Niaspan, the proprietary extended-release formulation of niacin (vitamin B3), is primarily prescribed for the management of dyslipidemia, notably to increase high-density lipoprotein (HDL) cholesterol and lower triglycerides and low-density lipoprotein (LDL) cholesterol. Its clinical profile, regulatory status, and market dynamics are critical for stakeholders aiming to navigate its landscape effectively.

This comprehensive review synthesizes recent clinical trials, analyzes current market trends, and projects future growth trajectories, providing actionable insights for pharmaceutical companies, investors, clinicians, and policymakers.

Clinical Trials Update

Recent Developments and Ongoing Studies

Over the past three years, the landscape of Niaspan research has primarily focused on cardiovascular outcomes and combination therapies, reflecting evolving therapeutic strategies.

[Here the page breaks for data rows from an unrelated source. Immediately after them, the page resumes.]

Issue #34317, opened 2020-02-06
`RuntimeError: qgis._gui cannot import type '����' from PyQt5.QtCore` with QGIS 3.10.2 and Ubuntu 18.04


stragu:
Using Ubuntu Studio 18.04 with the ubuntugis repos, when I start QGIS 3.10.2, I run into this issue:
	
	Couldn't load PyQGIS.
	Python support will be disabled.

	Traceback (most recent call last):
	  File "", line 1, in 
	  File "/usr/lib/python3/dist-packages/qgis/gui/__init__.py", line 25, in 
	    from qgis._gui import *
	RuntimeError: qgis._gui cannot import type '����' from PyQt5.QtCore

	Python version:
	3.6.9 (default, Nov  7 2019, 10:44:02) 
	[GCC 8.3.0]

	QGIS version:
	3.10.2-A Coruña 'A Coruña', 616ad4531b

	Python path:
	['/usr/share/qgis/python', '/home/stragu/.local/share/QGIS/QGIS3/profiles/default/python', '/home/stragu/.local/share/QGIS/QGIS3/profiles/default/python/plugins', '/usr/share/qgis/python/plugins', '/usr/lib/python36.zip', '/usr/lib/python3.6', '/usr/lib/python3.6/lib-dynload', '/home/stragu/.local/lib/python3.6/site-packages', '/home/stragu/software/reaper/src/socialreaper', '/usr/local/lib/python3.6/dist-packages', '/usr/lib/python3/dist-packages', '/usr/lib/python3.6/dist-packages']

Which results in QGIS without most of the processing tools.

I could find my Qt5 and PyQt5 version by running the following:

	python3
	from PyQt5.QtCore import QT_VERSION_STR
	print("Qt version:", QT_VERSION_STR)
	from PyQt5.Qt import PYQT_VERSION_STR
	print("PyQt version:", PYQT_VERSION_STR)

I had 5.9.2 for the Qt version, and 5.9.1 for the PyQt version.

I also checked my version of `libqt5core5a`, and I had 5.9.5 installed.

So I thought I could try updating PyQt5 incrementally and see if that helped. You can check the history of releases of PyQt5 here: https://pypi.org/project/PyQt5/#history

I first tried:

	pip3 install 'pyqt5==5.10.1'

[...]

PR #36364, opened 2020-05-12
[Oracle] Force multi geometry type at layer level

rldhont:
Oracle DBMS can mix single and multi geometry type like ESRI ShapeFile.
So the geometry type has to be multi geometry type for requested one.

### DIFF
--- a/src/providers/oracle/qgsoracleprovider.cpp
+++ b/src/providers/oracle/qgsoracleprovider.cpp
@@ -78,6 +78,10 @@ QgsOracleProvider::QgsOracleProvider( QString const &uri, const ProviderOptions 
   mSqlWhereClause = mUri.sql();
   mSrid = mUri.srid().toInt();
   mRequestedGeomType = mUri.wkbType();
+  if ( QgsWkbTypes::isSingleType( mRequestedGeomType ) && QgsWkbTypes::geometryType( mRequestedGeomType ) != QgsWkbTypes::PointGeometry )
+  {
+    mRequestedGeomType = QgsWkbTypes::multiType( mRequestedGeomType );
+  }
   mUseEstimatedMetadata = mUri.useEstimatedMetadata();
   mIncludeGeoAttributes = mUri.hasParam( "includegeoattributes" ) ? mUri.param( "includegeoattributes" ) == "true" : false;
 


Jean-Roc:
@SebastienPeillet did a PR [#34358](https://github.com/qgis/QGIS/pull/34358), it filtered single and multi geometries but it was not merged

rldhont:
Hi @Jean-Roc, the idea is not to force the geometries to multi but only to change to multi the layer geometry type.

Like ESRI Shapefile, Orcale database can mix simple and multi geometry. QGIS is able to use mixed simple and multi. Instead of separating simple and multi, this commit only change the geometry type stored in the datasource URI to indicate that the layer can store multi and not just simple geometry.

nyalldawson:
> QGIS is able to use mixed simple and multi

Actually this causes a lot of complex issues. Shapefiles silently upgrade all feature to multipart to avoid these.

rldhont:
> > QGIS is able to use mixed simple and multi
> 
> Actually this causes a lot of complex issues. Shapefiles silently upgrade all feature to multipart to avoid these.

The idea here is quite the same

rldhont:
@jef-n have you any objection against my proposition ?

uclaros:
@rldhont I'm afraid this was rushed to merge, there are issues with this approach.
Exporting a polygon oracle layer to a geopackage will automatically create a multipolygon layer and all geometries will be converted to multipolygon too, as @nyalldawson said is the case with Shapefiles.

nyalldawson:
@uclaros I'll revert -- something this critical should not be merged if there dissenting views

mtreguer:
But without this correction, something is wrong in WFS, and somewhere else perhaps. 
For example 
A WFS DescribeFeatureType , could describe the geometry as gml:LineStringPropertyType :
`<element maxOccurs="1" name="geometry" type="gml:LineStringPropertyType" minOccurs="0"/>`
And the WFS GetFeature return MultiLineString feature :
`<MultiLineString xmlns="http://www.opengis.net/gml" srsName="EPSG:4326">`

It's not WFS compliant.

nyalldawson:
That may be the case, but it's a substantial change in qgis which can't be merged before being fully reviewed

uclaros:
There is totally something wrong, but I'm afraid this correction is not the correct correction...
Oracle thinks it's correct to have *any* geometry type on the same table, not just single - multi types of the same dimensions, but that doesn't mean I should!
When I load a point layer, I expect it to have points, not multilines. Same goes when I load a line layer; I expect lines, not multilines.
I think PR #34358 was on a good track; treat single and multi as a different geometry type, like points and lines and polygons, and we should clean our data and decide whether we want a single or multi type table.
When one defines a single type layer, he explicitly states "I don't want multiparts", but when defining a multi type then probably single parts are also ok. So maybe also add an option to load layer as multi, but also promote all single to multi. 
That way you will always get what you expect.
Hope that makes sense, it's late here

SebastienPeillet:
Hi,

> something this critical should not be merged if there dissenting views

I agree, this is why I had trouble to finish PR #34317 . I think that what I proposed was a viable solution, but not very popular with Oracle user that are used to have mixed geometry tables.

To my point of view, I agree with @uclaros about the fact that even if Oracle allows something, it does not mean QGIS has to do it. Mixing different geometry types and simple et multi geometries... what a mess.

> So maybe also add an option to load layer as multi, but also promote all single to multi

Indeed it could be a solution. A real problem is that if a table is created without any data, QGIS can't determined the geometry type and if it's a single or multi geometry layer. And if, at a moment there is only single geometry feature (in Oracle SDO definition) in the table, QGIS  will propose to load single geometry layer, but it's not necessarily what expected the user who wanted to have a multi geometry layer (but can't define it in Oracle). So I think QGIS should also propose to load a multi geometry layer even if there is no multi geometry feature in the table (and doing so we convert all single geometry features to multi geometry features composed of a single part).

About PR #34317 , I can modify it to fit with what is exposed above, if we agree on this :)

Cardiovascular Event Prevention Trials
The AIM-HIGH trial—completed in 2014—found that niacin addition to statins did not significantly reduce cardiovascular events in patients with previous cardiovascular disease but persistent low HDL levels [1]. While this tempered enthusiasm for Niaspan's role in primary prevention, subsequent studies have explored its utility in specific subpopulations and combination regimens.
COMBI-NE: Investigating Combination Therapy
An ongoing trial, COMBI-NE, is examining the safety and efficacy of Niaspan combined with PCSK9 inhibitors in resistant dyslipidemia cases. Preliminary findings suggest improved HDL-C levels without significant safety concerns, but mature data are pending (clinical trial registration: NCT04567892).
Impact on Non-Alcoholic Fatty Liver Disease (NAFLD)
Several small-scale studies are evaluating Niaspan as adjunct therapy for NAFLD. Early results indicate improvements in liver enzyme markers and lipid profiles; however, large randomized controlled trials (RCTs) are required for validation.
Focus on Tolerability and Safety
A significant focus remains on flushing, hepatotoxicity, and insulin resistance—common adverse events limiting Niaspan’s widespread use. Recent trials are aiming to optimize dosing regimens to mitigate adverse effects while maintaining lipid-modulating benefits.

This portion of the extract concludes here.